Regardless of your job, you can also donate time. You can knock doors for a campaign, mentor kids, help returning citizens learn job skills, or so many other amazing things. This is valuable too and, as-above, can be combined with a career in the common good and/or committed significant resources to charitable/justice purposes.

Personally, I spend a lot of time working on improving government through electoral organizing and advocacy. Currently, I am the chair of Janeese Lewis George’s (successful!) DC Council campaign. It’s been an incredible experience. I met Janeese before she decided to run for office and helped her think through what a campaign would look like: I helped develop the strategic plan, coordinate the launch, and build the campaign’s infrastructure. So many amazing people joined us along the way. When we hired a staff who managed day-to-day responsibilities, I remained a lot more involved than a typical campaign chair. Janeese was a powerful and clear critic of the failing model of policing, insisting we’d need to re-imagine it. She was attacked with great intensity for her criticism of the out-dated approaches the MPD was using. Despite being outspent by hundreds of thousands of dollars, her moral clarity, capability, smarts, deep community connections, support from volunteers, and powerful message, including personal stories, led to a decisive primary victory against the best funded incumbent in the city. She won the primary election with 55% of the vote and the general election with 92%. Even before she was inaugurated, politics began to meaningfully change. I average around 20 hours per week of work for the campaign for a bit more than a year-and-a-half. It was an intense compliment to my commitments to my family (thanks Becca!) and work (thanks Ari and Bridget!). It has been been one of the most fulfilling experiences of my life.
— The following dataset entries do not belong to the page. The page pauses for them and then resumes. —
PR #2783, opened 2026-01-11
Support renaming enum variant

Iskander508:
Allow renaming enum variants, example:
```
#[derive(uniffi::Enum)]
pub enum Enum {
    #[uniffi(name = "RenamedVariant")]
    VariantA,
    VariantB(Data),
}
```

### DIFF
--- a/fixtures/rename/src/lib.rs
+++ b/fixtures/rename/src/lib.rs
@@ -25,6 +25,7 @@ pub enum Enum {
 #[uniffi(name = "RenamedError")]
 pub enum MyError {
     #[error("Simple error")]
+    #[uniffi(name = "RenamedErrorVariant")]
     Simple,
 }
 
--- a/fixtures/rename/tests/test_rename.py
+++ b/fixtures/rename/tests/test_rename.py
@@ -26,7 +26,7 @@ class TestRename(unittest.TestCase):
         self.assertEqual(obj.renamed_method(), 123)
 
         # Test renamed error type exists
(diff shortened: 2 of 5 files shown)


Iskander508:
@mhammond Sorry, could you please help me a little?: Why the automated tests failed with my changes? I haven't touched the `uniffi-fixture-futures` tests. Thank you

Iskander508:
> That LGTM, thanks. The test failure is one that's known to be flaky and we really should fix it - I think it's unrelated and is likely to pass when run again.
> 
> Could you please add a CHANGELOG entry and some docs to https://github.com/mozilla/uniffi-rs/blob/main/docs/manual/src/proc_macro/renaming.md?

OK, thanks. I've added an example in the markdown. I hope it is self-explanatory like that.

mhammond:
It looks like you need to run `TRYBUILD=overwrite cargo test -p uniffi_uitests` to handle a change in the error messages for invalid attributes etc - it's not immediately obvious to me what the difference is, but it's probably expected and should become clear once you run that and commit the change it creates.

Iskander508:
> It looks like you need to run `TRYBUILD=overwrite cargo test -p uniffi_uitests` to handle a change in the error messages for invalid attributes etc - it's not immediately obvious to me what the difference is, but it's probably expected and should become clear once you run that and commit the change it creates.

Thank you. It pointed out a problem: A similar feature can apply to errors. So I also implemented it for error variants.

It’s good to use time to make the world a better place and also resources. You don’t have to choose!

Action steps

Now it’s time to think about the charities, causes, and campaigns you want to be a part of. Think about the work that you want to support—whether it’s distributing food to people temporarily down on their luck, supporting multinational efforts to develop self-sufficiency in poorer countries, fighting climate change, electing better politicians, or donating to the arts. Your priorities should determine which organizations get your money.

Think about giving to political candidates who share your priorities. Remember that even though political gifts are not as certain to have an impact as direct donations, they can have a very large effect when they succeed.

Don’t forget to set aside money for giving to people who ask you—whether they are needy people in your neighborhood or friends and co-workers raising money for their favorite causes.

Consider donating your time and skills along with money. Volunteering is part of giving—and it has its own rewards.